Required action: An exact transcription of the lines below, from the first through the one containing "### Design (shaped", is the only output wanted.

Records supplied:
PR #2364, opened 2026-06-09
[CUDA] Add SM120 NVF4 block-scale MMA support

qqq-tao:
## [CUDA] Add SM120 NVFP4 block-scale MMA support

This PR adds the first TileLang GEMM path for SM120(a) (GeForce Blackwell,
e.g. RTX 5090) NVFP4 block-scaled tensor cores:

```
packed FP4 A/B  +  UE4M3 scale factors (blockscaled_chunk_kmajor)
  -> T.mma_gemm_blockscaled
  -> mma.sync.aligned.m16n8k64.row.col.kind::mxf4nvf4.block_scale.scale_vec::4X
```

### Design (shaped by review feedback — thanks @Rachmanino)

- **One high-level op**: `T.mma_gemm_blockscaled(A, B, C, SFA, SFB, ...)`,
  following the same scale-factor model as `T.tcgen05_gemm_blockscaled`
  (users pass scale tensors, `k_start`, K granularity; lowering derives the
  addressing). The only new low-level intrinsic is `ptx_mma_block_scale`,
  mirroring the existing `ptx_mma`.
- **No separate emitter**: `TensorCoreIntrinEmitter` gains an
  `is_blockscaled` mode (aligned with how TCGEN05 integrates blockscaling);
  micro-pipeline selection happens inside the lowering.
- **Simple example**: `examples/gemm_sm120/sm120_nvfp4_blockscaled_gemm.py`
  is a non-persistent tiled kernel using plain `T.Kernel` / `T.Pipelined` /
  `T.copy` — no handwritten warp specialization, no special compile flags.
  A hand-written warp-specialized performance kernel (1 producer + 2
  consumer warp groups) lives in
  `maint/gemm/benchmark_sm120_nvfp4_blockscaled_gemm.py`.
- **Scale staging is a library helper**: users keep an explicit
  `T.copy_ue4m3_scale_tile(SFA, SFA_shared, by, ko)` call (the scale operand
  stays visible in the kernel), but the tile addressing of the packed layout
  lives in one place; kernels with custom staging schedules (like the maint
  warp-specialized kernel) reuse the lower-level
  `T.ue4m3_scale_tile_source_coords`. Folding the staging into the op's
  lowering entirely is listed as follow-up work.
- **`tilelang.quantize` stays device-helper territory**: the library gains
  the NVFP4 format contract only — `_tl_*` device-side FP4/UE4M3
  encode/decode helpers usable from any kernel (mirroring the existing
  `_tir_*` converters), the `blockscaled_chunk_kmajor` packers/swizzles,
  and a torch reference quantizer. The tuned TileLang quantizer kernel
  lives in `maint/gemm/tilelang_nvfp4_quantizer.py` next to the benchmark
  that consumes it.

### Scale layout contract & interoperability

The scale operand uses the CUTLASS `BlockScaledBasicChunk` K-major layout,
exposed as `uint32 [MN, K/64]` (byte-identical to the canonical blocked SF
layout used by CUTLASS, CuTeDSL and cublasLt; the views convert zero-copy).
A contract test pins the packed bytes against an independently implemented
layout oracle. We validated interoperability by feeding the same device
bytes to this PR's kernels, CUTLASS (`CollectiveBuilder` +
`KernelTmaWarpSpecializedPingpong`), the CuTeDSL `blackwell_geforce`
example, and cuBLAS (`torch._scaled_mm` -> cublasLt): all produce
**bitwise-identical bf16 outputs** across shapes, including adversarial
position-encoded inputs covering all FP4 codes (negatives included) and
100+ distinct scale values.

### Supported instruction & future work

SM120 `mma` supports several narrow-precision kinds (PTX ISA, warp-level
`mma` with block scaling). This PR implements the NVFP4 variant only; the
config registry is keyed by `(kind, scale_vec, scale type)` so the others
can be added incrementally:

| PTX kind | shape | A/B types | scale_vec | scale type | status |
|---|---|---|---|---|---|
| `kind::mxf4nvf4` | m16n8k64 | e2m1 | `4X` | ue4m3 | **this PR (NVFP4)** |
| `kind::mxf4nvf4` / `kind::mxf4` | m16n8k64 | e2m1 | `2X` | ue8m0 | future (MXFP4) |
| `kind::mxf8f6f4` | m16n8k32 | e4m3/e5m2/e3m2/e2m3/e2m1 | `1X` | ue8m0 | future (MXFP8/6/4) |
| `kind::f8f6f4` | m16n8k32 | e4m3/e5m2/e3m2/e2m3/e2m1 | — | — | future (non-scaled) |

### Performance

Measured on GeForce RTX 5090 (driver 570.124.06, CUDA 12.8): CUDA-event
timing, 5 warmup + 50 iterations, median of 3 interleaved rounds at thermal
steady state (3 s preheat; round spread <= 1%), GPU held exclusively. All
implementations consume identical device bytes and produce bitwise-identical
outputs, so this is an apples-to-apples comparison. CUTLASS/CuTeDSL are shown
at their best tile config per shape; TileLang kernels use 128x128x256.

NVFP4 block-scaled GEMM throughput on GeForce RTX 5090

| M=N=K | TileLang example | TileLang WS (maint) | cuBLAS | CUTLASS best | CuTeDSL best |
|---|---|---|---|---|---|
| 1024 | 197 TFLOPS | 183 | 188 | 160 | 194 |
| 2048 | 608 | 641 | 612 | 603 | 654 |
| 4096 | 1061 | 1079 | 1118 | 1117 | 1080 |
| 8192 | 1328 | **1356** | 1298 | 1324 | 1306 |

The simple example stays within ~5% of the best implementation at every
size; the warp-specialized maint kernel is fastest overall at 8192^3.

### Core-pass changes are NVFP4-scoped

`merge_shared_memory_allocations.cc`: packed scalar NVFP4 shared buffers
are sized bit-exactly (two elements per byte) and their merged-arena byte
offsets convert back to logical element indices with the matching x2 rule.
Both special cases are keyed on `float4_e2m1fn` scalar only — every other
dtype (incl. int4/uint4) keeps bit-exact upstream behavior.
`copy.cc`: the TMA descriptor swizzle recast has an NVFP4-scalar-only
special case; other dtypes unchanged.

### Testing

- `testing/python/language/test_tilelang_language_nvf4_mma_block_scale.py`
  — fragment/lane mapping vs CuTe, codegen, correctness (constant & varying
  scales), API-surface contract tests.
- `testing/python/quantize/test_tilelang_quantize_nvfp4_scale_layout.py`
  — scale-layout packers vs independent oracles (incl. the CuTeDSL blocked
  layout), quantizer round-trip and error bounds.
- `testing/python/language/test_tilelang_sm120_nvfp4_example_cli.py`
  — runs the example end-to-end on SM120.
- Note: CI's self-hosted runner is not SM120, so the runtime kernels are
  exercised on local RTX 5090s (all tests above pass there); CI covers the
  compile/lowering paths. Happy to help wire an SM120 runner if available.

### Shape support

| constraint | rule |
|---|---|
| M | arbitrary (tail tiles handled: TMA zero-fill + predicated store) |
| N | multiple of 8 (16-byte-aligned bf16 rows — the same contiguous-dim rule CuTeDSL validates); N tails otherwise supported |
| M and N tails together | rejected with a clear error for now (a generic copy-lowering boundary bug is tracked separately) |
| K | multiple of 256 (the fulltile package contract) |

The packed scale source is zero-padded to full 128-row tiles by the
`tilelang.quantize` packers, matching the ceil convention
CUTLASS/cuBLAS/CuTeDSL use for the blocked SF tensor.

### Non-goals / follow-ups

- Batched (L > 1) GEMM, `block_K=128` tiles, and a persistent tile
  scheduler for the wide-MN/short-K regime are follow-up work.
- Automatic scale staging inside the `T.mma_gemm_blockscaled` lowering
  (removing the explicit `T.copy_ue4m3_scale_tile` call) is follow-up work.
- Other SM120 mma kinds per the table above.
- The Metal CI job failure is repo-wide (same error on unrelated branches
  since 2026-07-08, e.g. `fix_code`) and unrelated to this PR.


Rachmanino:
Really appreciate your contribution! I think it's better to provide high-level API for blockscaled mma on sm120, like existing `T.tcgen05_gemm_blockscaled` for sm100 tcgen5? Besides, it may be better to move blockscaled mma instructions to `src/tl_templates/cuda/gemm_sm120.h`? Would love to discuss if you have better suggestions!

qqq-tao:
Thanks, that makes sense.

This PR is currently a low-level SM120 NVF4 MMA emitter. It checks that the new mma.sync instruction works, and that the fragment layout and scale-factor lane mapping are correct.

I agree that users should have a higher-level API, similar to the existing SM100 blockscaled GEMM API. The SM120 version should not copy the TCGEN05/TMEM behavior directly, but it can provide a similar user experience on top of the SM120 warp-level mma.sync path.

For this PR, I can move the SM120 blockscaled MMA helper into gemm_sm120.h, so it sits with the SM120 GEMM code. Then we can add a higher-level tile op API as a follow-up, unless you prefer to include that in this PR.

Rachmanino:
Nice work! May I ask whether we support TMA load for operands and SFs? If so, we may also illustrate that in our example. Also, I'm curious whether you've considered warp-specialization (either automatic version or handwritten) and its influence on the performance.

qqq-tao:
Updated status: this PR now includes TMA loading for packed FP4 A/B and SFA/SFB, plus a warp-specialized SM120a NVFP4 performance path. Please see the latest compact status note for current validation and performance numbers: https://github.com/tile-ai/tilelang/pull/2364#issuecomment-4857190005

qqq-tao:
Current SM120 NVFP4 block-scaled GEMM status after the latest cleanup/update:

This PR adds the first TileLang SM120a NVFP4 block-scaled GEMM path with:

- TMA loading for packed FP4 A/B operands and SFA/SFB scaling factors.
- Warp-specialized execution with 1 producer warp group and 2 consumer warp groups.
- A fixed promoted performance strategy: tile `128x128x256`, stages=2, `scale_layout=blockscaled_chunk_kmajor`.
- C epilogue through the current `reg -> smem -> gmem` path.
- CUTLASS `BlockScaledBasicChunk` K-major scale-source contract plus TileLang quantizer support for that packed scale layout.

Validation on `dev5090_m2`, head `1e1576fb`:

```text
pre-commit targeted files: passed
pytest focused SM120/quantizer/example set: 117 passed, 32 warnings
512^3 random A/B + random_binary scale correctness: passed
512^3 bf16_quantized input correctness: passed
8192^3 random_binary scale: 0.8498 ms, 1293.81 TFLOPS
```

Additional short-loop perf sanity check, using `random` A/B + `random_binary` scales, 5 warmup iterations and 50 measured iterations:

```text
TileLang: about 1.30-1.31 PFLOPS
CUTLASS 79a K256 no-verify perf rebuild: about 1.44-1.46 PFLOPS
TileLang / CUTLASS: about 0.90x
```

The remaining gap is not from missing outer-level TMA or warp specialization support. Our current understanding is that the next optimization stage needs deeper CUTLASS/CuTe-style consumer-side modeling inside TileLang lowering: A/B/SFA/SFB `copy_view`, register-fragment packaging, scale slot/package modeling, and stronger `OMMA.SF` issue-continuity control.

Durable PR status observed for this head:

```text
mergeable: true
pre-commit.ci - pr: success
CodeRabbit: success
```

I am not pinning GitHub Actions state here because it is time-varying; please use the PR checks tab for the current Actions run state.

qqq-tao:
@Rachmanino
Hi, I am pleased to tell you that my tilelang NVFP4 GEMM has reached 90% of CUTLASS's performance. I hope you could review the PR and give me more advice to get it finally merged into the mainstream of Tilelang. Thank you for your time.

tilelang/cuda/intrinsics/__init__.py
```diff
@@ -7,6 +7,7 @@
 from .macro.mma_macro_generator import (  # noqa: F401
     TensorCoreIntrinEmitter,
     TensorCoreIntrinEmitterWithLadderTransform,
+    TensorCoreIntrinEmitterWithBlockScale,
```
Rachmanino: Better to extend the original TensorCoreIntrinEmitter for mma to support blockscaling mode, which aligns with the impl of TCGEN05MMAIntricEmitter.

examples/gemm_sm120/sm120_nvfp4_blockscaled_gemm.py
Rachmanino, line 1: Personally I think these 2 examples are a bit too complicated.

1. I think we can make use of the auto ws provided by TileLang instead of handwritting ws
2. For an illustrative example, i think non-persistent is sufficient
3. `T.sm120_store_full_c_fragment_panel32_tma_bf16` it is not very proper to expose such procedure as an API under `tilelang.language`, which usually only includes essential operators or intrinisics. A better alternative way it to consider how to lower to it automatically
4. For simplicity, kernel implementation, along with a simple benchmark result demonstration are sufficient for an example. We can remove stuff like finding nvcc/cmake/cutlass and so on, or consider moving them to the maint folder.

tilelang/language/tir/ir.py
Rachmanino, line 1: If i understand correctly, multiple intrinsics exposed here that started with `sm120_mma` only differ in their micro pipeline strategies (i.e. how ldmatrix and atom mma are composed into a tiled blockscaled mma?). I think instead of exposing so many intrinsics, a unified sm120_mma_blockscaled API containing a parameter which controls the micro pipeline impl is cleaner and easier to maintain

src/cuda/codegen/codegen_cuda.cc
```diff
@@ -32,6 +33,18 @@ using namespace ffi;
 
 namespace {
 
+bool EnableSM120CompactUnpackedFP4Shared() {
+  const char *value = std::getenv("TL_SM120_COMPACT_UNPACKED_FP4_SHARED");
```
Rachmanino: why we need TL_SM120_COMPACT_UNPACKED_FP4_SHARED and TL_SM120_MMA_RAW_UNPACKED_FP4_ACCESS_PTR

qqq-tao:
@Rachmanino Thank you for your review and valuable comments. I am fixing it.

Rachmanino:
Thanks for your detailed feedback, i'll review again then

maint/gemm/gemm_sm120/benchmark_sm120_nvfp4_blockscaled_gemm.py
Rachmanino, line 1: consider move all sm120 nvfp4 relevent files to a unique folder under `maint/gemm`

im0qianqian:
Hi, this is great work—thank you for contributing it to the open-source community.

I also wanted to share some potentially relevant news. We recently discovered an undocumented Blackwell capability: its Tensor Cores can execute INT4/E0M3 block-scaled MMA at the same throughput as NVFP4 E2M1.

NVIDIA does not currently expose this format through the official software stack, so it has to be enabled through post-processing of the generated cubin. Fortunately, the INT4/E0M3 path shares almost the entire GEMM implementation with NVFP4. The main additional component is an INT4/E0M3 quantization kernel.

In our 4-bit pre-training experiments, INT4/E0M3 also delivered substantially better model quality than FP4 E2M1. 
> UFP4 recipe: https://arxiv.org/abs/2606.20381

I happened to come across this PR, and thought this might be relevant. If you are also interested in Blackwell INT4/E0M3 block-scaled MMA, it could potentially be supported alongside the existing NVFP4 implementation as an additional feature.

---

## For SM120 / SM121

In NVFP4 `OMMA.SF.16864.F32.E2M1.E2M1.UE4M3.4X`, the SASS bit 78/79 selects the left/right format (0=E2M1, 1=E0M3). CUBIN post-processing unlocks native full-speed INT4/E0M3, including mixed MMA.

061D849C-C448-4C81-930F-7ACB533FCEBC

---

## Reference

- FlashRT W4A4 support: https://github.com/flashrt-project/FlashRT/pull/146

### For SM100/SM103/SM110

- X link (English): https://x.com/im0qianqian_/status/2075990122269712856
- zhihu link (Chinese): https://zhuanlan.zhihu.com/p/2059376150565089368

maint/gemm/gemm_sm120/benchmark_sm120_nvfp4_blockscaled_gemm.py
qqq-tao: Hi, I have solved all comments that you added. Welcome to review again! Thank you.❤️

Rachmanino:
I'll review this today, thanks @qqq-tao

qqq-tao:
Hi @im0qianqian, thanks for sharing this — I actually came across it a few
days ago. Really cool result, especially the model-quality gains from E0M3
in your pre-training runs.

That said, I think we should think twice before bringing the cubin
bit-patching technique into TileLang itself, mainly for an architectural
reason. TileLang's codegen boundary is CUDA C++ source — we emit .cu, hand
it to nvcc, and PTX → SASS → cubin all happens inside ptxas. The OMMA.SF bit
78/79 that selects E2M1 vs E0M3 only exists *after* ptxas has run, and
ptxas only accepts e2m1. So there is simply no point in TileLang's
compilation pipeline where we could inject E0M3 — the format switch has to
be a post-processing pass on the finished cubin/.so, which lives entirely
outside the compiler.

On top of that, the patch relies on an undocumented hardware behavior and a
format the official stack doesn't expose: it's invisible to nvdisasm/
cuobjdump (the patched instruction still disassembles as E2M1.E2M1), and a
hardcoded encoding offset can break silently across CUDA/driver/arch
versions. That's a real correctness and debuggability risk to carry inside
a compiler.

So my feeling is this fits much better as an opt-in external tool/extension
on top of TileLang — the GEMM path is already shared, as you note, so a
standalone cubin-patcher + INT4/E0M3 quantization kernel could reuse it
without pulling SASS-level hacking into the core. Happy to keep discussing
though; it's genuinely interesting work, and I'd love to see where the E0M3
pre-training direction goes.☺️

LeiWang1999 (approved):

LeiWang1999:
@regression-perf

LeiWang1999 (approved):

Output of the exercise:
PR #2364, opened 2026-06-09
[CUDA] Add SM120 NVF4 block-scale MMA support

qqq-tao:
## [CUDA] Add SM120 NVFP4 block-scale MMA support

This PR adds the first TileLang GEMM path for SM120(a) (GeForce Blackwell,
e.g. RTX 5090) NVFP4 block-scaled tensor cores:

```
packed FP4 A/B  +  UE4M3 scale factors (blockscaled_chunk_kmajor)
  -> T.mma_gemm_blockscaled
  -> mma.sync.aligned.m16n8k64.row.col.kind::mxf4nvf4.block_scale.scale_vec::4X
```

### Design (shaped by review feedback — thanks @Rachmanino)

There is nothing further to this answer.